For reference, the running proxy exposes these HTTP endpoints:

MethodPathDescription
POST/v1/messagesAnthropic-compatible chat completions (main endpoint).
GET/v1/modelsList available models.
POST/v1/messages/count_tokensToken counting endpoint.
GET/healthHealth check. Returns { status, strategy, uptime }.
GET/statusDetailed status with per-account stats, request counts, error rates.

Log Rotation

Log files (proxy-*.jsonl and proxy-debug-*.jsonl) are automatically cleaned up to prevent unbounded growth.

ParameterValueDescription
Max age7 daysFiles older than 7 days are deleted
Max total size500 MBIf remaining files exceed 500 MB, oldest are deleted first
Cleanup triggersStartup + hourlyRuns once at proxy start, then every 60 minutes

The cleanupLogs() function performs two passes:

  1. Age pass -- delete all files with mtime older than the cutoff.
  2. Size pass -- if remaining files exceed the size limit, delete oldest first until under the cap.

Log rotation is non-fatal. If cleanup fails, the proxy continues operating normally.

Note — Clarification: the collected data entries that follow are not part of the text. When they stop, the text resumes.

PR #2142, opened 2019-09-25
scheduler reset after xclbin load for PR

Himanshu-xilinx:
* Reset scheduler state after loading new xclbin.
* This solves single process doing multiple xclbin loading issue.
* This solves the case where Applications run one after other with different xclbins
* This doesn't solve multiple threads/processes loading different xclbins at same time. This can be done using context (TODO).

### DIFF
--- a/src/runtime_src/core/edge/drm/zocl/sched_exec.c
+++ b/src/runtime_src/core/edge/drm/zocl/sched_exec.c
@@ -2785,7 +2785,7 @@ static irqreturn_t sched_cq_isr(int irq, void *arg)
 
 inline void init_exec(struct sched_exec_core *exec_core)
 {
-	unsigned int i;
+        unsigned int i;
         exec_core->scheduler = &g_sched0;
         exec_core->num_slots = 16;
         exec_core->num_cus = 0;
--- a/src/runtime_src/core/edge/drm/zocl/sched_exec.c
+++ b/src/runtime_src/core/edge/drm/zocl/sched_exec.c
@@ -2818,7 +2818,6 @@ inline void init_exec(struct sched_exec_core *exec_core)
  * 
  * This function ensures that the device exec_core state is reset to
  * same state as was when scheduler was originally probed for the device.
- * This gets called after each xclbin load. This gets called for the first time also
  *
  * @drm: Device node to initialize
  *
--- a/src/runtime_src/core/edge/drm/zocl/sched_exec.c
+++ b/src/runtime_src/core/edge/drm/zocl/sched_exec.c
@@ -1556,7 +1556,6 @@ delete_cmd_list(void)
  * Clear stale command object associated with execution core.
  * This can occur if the HW for some reason hangs.
  */
-SCHED_UNUSED
 static void
 reset_exec(struct sched_exec_core *exec)
 {
@@ -2784,6 +2783,36 @@ static irqreturn_t sched_cq_isr(int irq, void *arg)
 	return IRQ_HANDLED;
 }
 
+inline void init_exec(struct sched_exec_core *exec_core)
+{
+	unsigned int i;
+        exec_core->scheduler = &g_sched0;
+        exec_core->num_slots = 16;
+        exec_core->num_cus = 0;
+        exec_core->cu_base_addr = 0;
+        exec_core->cu_shift_offset = 0;
+        exec_core->polling_mode = 1;
+        exec_core->cq_interrupt = 0;
+        exec_core->configured = 0;
+        exec_core->cu_isr = 0;
+        exec_core->cu_dma = 0;
+        exec_core->num_slot_masks = 1;
+        exec_core->num_cu_masks = 0;
+        exec_core->ops = &penguin_ops;
+
+        for (i = 0; i < MAX_SLOTS; ++i)
+                exec_core->submitted_cmds[i] = NULL;
+
+        for (i = 0; i < MAX_U32_SLOT_MASKS; ++i)
+                exec_core->slot_status[i] = 0;
+
+        for (i = 0; i < MAX_U32_CU_MASKS; ++i) {
+                exec_core->cu_status[i] = 0;
+                exec_core->cu_init[i] = 0;
+                exec_core->cu_valid[i] = 0; //default value is invalid(0)
+        }
+}
+
 /**
  * zocl_exec_reset() 
  * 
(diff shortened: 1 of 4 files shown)


src/runtime_src/core/edge/drm/zocl/sched_exec.c
```diff
@@ -2784,6 +2784,53 @@ static irqreturn_t sched_cq_isr(int irq, void *arg)
...
+
+	for (i = 0; i < MAX_U32_SLOT_MASKS; ++i)
+		exec_core->slot_status[i] = 0;
+
+	for (i = 0; i < MAX_U32_CU_MASKS; ++i) {
+		exec_core->cu_status[i] = 0;
+		exec_core->cu_init[i] = 0;
+		exec_core->cu_valid[i] = 0;
+	}
+
```
xdavidz: Hi, thanks this is a simpler way to fix one issue that single user use different xclbin which may bring different configuration. So we will have to re-configure the scheduler to make sure the following xclbin won't be broken. What is missing is that, we also want to make sure the previous runs have been finished, if it is hung for long time, user should take care of the situation before loading the next new xclbin, aka cu drainage. Those will be bring by context switch. I have a code in testing mode: 	https://github.com/xdavidz/XRT1/commit/04155fbb72ead68adefaebc2413e7b200db3e65f

But for this effort, I think if we really want to reset the scheduler as of now, please avoid dup code, the following code is due with just the code right below in sched_init_exec. And, most importantly there are some hard-code should be refactored in the near future (like num_slots = 16), those should be from the device-tree or vise versa, but single way. If we have different device-tree config, the driver will just panic today. My advise would be to use a function to abstract common code both in sched_reset and sched_init or even sched_fini. The above context switch code could be an example, again it is being tested. What do you think?
 
exec_core->scheduler = &g_sched0;
	exec_core->num_slots = 16;		exec_core->num_slots = 16;
	exec_core->num_cus = 0;		exec_core->num_cus = 0;
	exec_core->cu_base_addr = 0;		exec_core->cu_base_addr = 0;
	exec_core->cu_shift_offset = 0;		exec_core->cu_shift_offset = 0;
	exec_core->polling_mode = 1;		exec_core->polling_mode = 1;
	exec_core->cq_interrupt = 0;		exec_core->cq_interrupt = 0;
	exec_core->cu_isr = 0;		exec_core->cu_isr = 0;
	exec_core->cu_dma = 0;		exec_core->cu_dma = 0;
	exec_core->num_slot_masks = 1;		exec_core->num_slot_masks = 1;
	exec_core->num_cu_masks = 0;		exec_core->num_cu_masks = 0;
	exec_core->ops = &penguin_ops;		exec_core->ops = &penguin_ops;

src/runtime_src/core/edge/drm/zocl/sched_exec.c
```diff
@@ -2784,6 +2784,53 @@ static irqreturn_t sched_cq_isr(int irq, void *arg)
 	return IRQ_HANDLED;
 }
 
+/**
+ * zocl_exec_reset() 
+ * 
+ * This function ensures that the device exec_core state is reset to
+ * same state as was when scheduler was originally probed for the device.
+ * This gets called after each xclbin load. This gets called for the first time also
```
mamin506: This function is good! We don't need to mention where it will get called.

src/runtime_src/core/edge/drm/zocl/sched_exec.c
mamin506: I see a lot common code in zocl_exec_reset(struct drm_device *drm) and sched_init_exec(struct drm_device *drm).

Could we create a new function like:
inline void init_exec(struct sched_exec_core *exec_core) {
    exec_core->scheduler = &g_sched0;
    exec_core->num_slots = 16;
    ...
}

larry9523:
A few comments.
1) As mentioned by @mamin506 and @xdavidz, please remove the duplicated code in sched_init_exec
2) Please take care of all the memory we allocated from the previous xclbin downloading to avoid memory leak. (e.g. zdev->ip). 
3) Please double check all sysfs node accessing won't crash during xclbin replacement.
4) You may want to remove SCHED_UNUSED before reset_exec.

Himanshu-xilinx:
> A few comments.
> 
> 1. As mentioned by @mamin506 and @xdavidz, please remove the duplicated code in sched_init_exec
> 2. Please take care of all the memory we allocated from the previous xclbin downloading to avoid memory leak. (e.g. zdev->ip).
> 3. Please double check all sysfs node accessing won't crash during xclbin replacement.
> 4. You may want to remove SCHED_UNUSED before reset_exec.

1. Restructured the code
2. Sections(ip,debug_ip,connectivity,topology) already getting reset. 
     Added zocl_clear_mem to clean mem before init.
3. All sysfs working. Tested
4. Removed

src/runtime_src/core/edge/drm/zocl/sched_exec.c
chvamshi-xilinx: @xdavidz , These changes are good enough for the single process cases. We should reset the scheduler after loading the new xclbin anyway. It is better if we push these changes sothat DSV can validate these cases too.

chvamshi-xilinx: I agree with you that context switch change is the right change to cover all the cases, but as this support may take some more time, i would suggest, we should go with atleast resetting the scheduler changes.

xdavidz: thanks, I am ok with ahead with the fix, please make sure no panic during the test. Code looks ok.

src/runtime_src/core/edge/drm/zocl/sched_exec.c
```diff
@@ -2784,6 +2783,56 @@ static irqreturn_t sched_cq_isr(int irq, void *arg)
 	return IRQ_HANDLED;
 }
 
+inline void init_exec(struct sched_exec_core *exec_core)
+{
+	unsigned int i;
+        exec_core->scheduler = &g_sched0;
```
mamin506: Use 'tab' at the start of the line.

mamin506: No. All these line are using space. Linux driver required 'tab'.

Himanshu-xilinx: fixed

larry9523:
There seems to be race window between zocl_free_sections and the sysfs node reading. It could crash the system on some conditions. For example, when you free zdev->topology, before calling CLEAR, another thread is reading sysfs mem node. zdev->topology is not set to NULL yet but it is actually freed. We may want to put "if (!zdev->topology)" under read_lock protection and "zocl_free_sections()" under write_lock protection. It was supposed to be OK because we can only load xclbin once so that zdev->topology is NULL before we load xclbin.

xdavidz:
I have a question about switching bitstreams (different xclbin kernels) on zcu104. I made 2 simple xclbin, but it seems that I cannot swap them without reboot? Could you please share your xclbins that I can verify if it works?

Himanshu-xilinx:
> I have a question about switching bitstreams (different xclbin kernels) on zcu104. I made 2 simple xclbin, but it seems that I cannot swap them without reboot? Could you please share your xclbins that I can verify if it works?

---> sent mail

Rate Limit Headers from Anthropic

The proxy captures and uses Anthropic's quota headers for per-account utilization tracking:

HeaderFormatDescription
anthropic-ratelimit-unified-5h-utilizationfloat (0.0-1.0)5-hour rolling session utilization
anthropic-ratelimit-unified-5h-statusstringSession status (e.g., ok, warning)
anthropic-ratelimit-unified-5h-resetinteger (epoch)When the 5-hour window resets
anthropic-ratelimit-unified-7d-utilizationfloat (0.0-1.0)7-day rolling weekly utilization
anthropic-ratelimit-unified-7d-statusstringWeekly status
anthropic-ratelimit-unified-7d-resetinteger (epoch)When the 7-day window resets
anthropic-ratelimit-fallback-percentagefloatFallback percentage threshold
anthropic-ratelimit-overage-statusstringOverage status

These headers are parsed by parseQuotaHeaders() in accountQuota.ts and cached in memory with debounced persistence to ~/.neurolink/account-quotas.json. The neurolink auth list command displays per-account 5h and 7d utilization when available.


Token Refresh

The proxy uses a reactive (not background) refresh strategy. There is no background timer polling for token expiry. Instead, tokens are refreshed on demand:

  1. Pre-request check — Before each request, if the token's expiresAt <= now + 1 hour, the proxy refreshes it inline via POST https://api.anthropic.com/v1/oauth/token (fallback: https://console.anthropic.com/v1/oauth/token). On success, the credential file is updated atomically (write to .tmp, then rename).
  2. On-401 retry — If Anthropic returns a 401 despite the pre-request check, the proxy refreshes the token and retries the request up to 5 times before failing over to the next account.